A final cash distribution with an amount equal to all unpaid distributions thereon from November 25, 2016 to the Redemption Date (whether or not such distributions shall have been declared), totaling $6,064,256.64, or approximately $0.6693 per each Series A Preferred Unit, will be paid on May 31, 2024 to holders of the Series A Preferred Units as of the close of business on the Record Date.

A final cash distribution with an amount equal to all unpaid distributions thereon from April 28, 2017 to the Redemption Date (whether or not such distributions shall have been declared), totaling $9,371,095.07, or approximately $0.6085 per each Series B Preferred Unit, will be paid on May 31, 2024 to holders of the Series B Preferred Units as of the close of business on the Record Date.

A final cash distribution with an amount equal to all unpaid distributions thereon from November 30, 2017 to the Redemption Date (whether or not such distributions shall have been declared), totaling $4,661,111.00, or approximately $0.6755 per each Series C Preferred Unit, will be paid on May 31, 2024 to holders of the Series C Preferred Units as of the close of business on the Record Date.

On the Redemption Date, the Preferred Units Redemption Price will become due and payable upon each purchased Preferred Unit, and distributions on the Preferred Units will cease to accrue on and after the Redemption Date.

Paying Agent of the Preferred Units and its name and address is: 

By Mail or Express Delivery:
Computershare Trust Company, N.A.
150 Royall Street, Suite 101
Canton, MA 02021
Attention: Corporate Actions, COY: VLI

The redemption price for the Notes called for redemption will be equal to 100.000% of the principal amount (the "Notes Redemption Price"), plus accrued and unpaid interest, if any, to the Redemption Date in accordance with the terms of the Notes and the Indenture. On the Redemption Date, the Notes Redemption Price will become due and payable upon each redeemed Note, and interest on the Notes will cease to accrue on and after the Redemption Date.

Paying Agent of the Notes and its name and address is: 

Regular Mail, Registered & Certified Mail, Courier or In Person by Hand:
Computershare Trust Company, N.A.
Corporate Trust Operations
1505 Energy Park Drive
St.
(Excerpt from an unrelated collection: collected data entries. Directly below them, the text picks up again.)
PR #4291, opened 2026-07-30
SimConfigs: Remove obsolete config 'rolfmill'

Sigma1912:
The 'rolfmill' config has been outdated for a long time now ( The '[TRAJ]AXES' entry was removed in version 2.8).
The alternative '3axis-tutorial' config is an updated copy and should be used instead.


grandixximo:
squeaky clean

PR #4295, opened 2026-07-30
build: Retire the meson build and the meson-only unit_tests

### LINKED ISSUE #4276: RFC: Retire meson.build files due to bit-rot

grandixximo:
Closes #4276.

The meson build files were added in 2019 (#619) and have bit-rotted ever since: they cannot build LinuxCNC and cover neither the docs nor HAL. The only live consumer was `unit_tests/`, whose worthwhile content I already salvaged as regular runtests in #4281 (`tests/blendmath` and `tests/interp/unit-conversion`). The rest duplicated existing runtests under `tests/interp/` or enshrined behavior the original author flagged as wrong with FIXMEs, so nothing of value is lost here.

This removes all 13 `meson.build` files and the `unit_tests/` directory (24 files, ~17.5k lines), plus the now-orphaned `debian/copyright` stanzas for the vendored catch.hpp and greatest.h test frameworks. Nothing in the make build, CI, or docs referenced meson; I verified no references remain outside two comments in the salvaged tests.

With @BsAtHome's blessing from #4281.


BsAtHome:
It isn't often you get the pleasure to retire 17k lines of code :-)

Paul, MN 55108

Additional information concerning the terms and conditions of the purchase of the Preferred Units and the redemption of the Notes announced herein is contained in the notice distributed to holders of the Preferred Units and to holders of the Notes. Beneficial holders with any questions about the purchase of the Preferred Units and the redemption of the Notes announced herein should contact their respective brokerage firm or financial institution.

Sunoco LP (NYSE: SUN) is a leading energy infrastructure and fuel distribution master limited partnership operating across 47 U.S. states, Puerto Rico, Europe, and Mexico. The Partnership's midstream operations include an extensive network of approximately 9,500 miles of pipeline and over 100 terminals. This critical infrastructure complements the Partnership's fuel distribution operations, which serve approximately 10,000 convenience stores, independent dealers, commercial customers, and distributors. SUN's general partner is owned by Energy Transfer LP (NYSE: ET).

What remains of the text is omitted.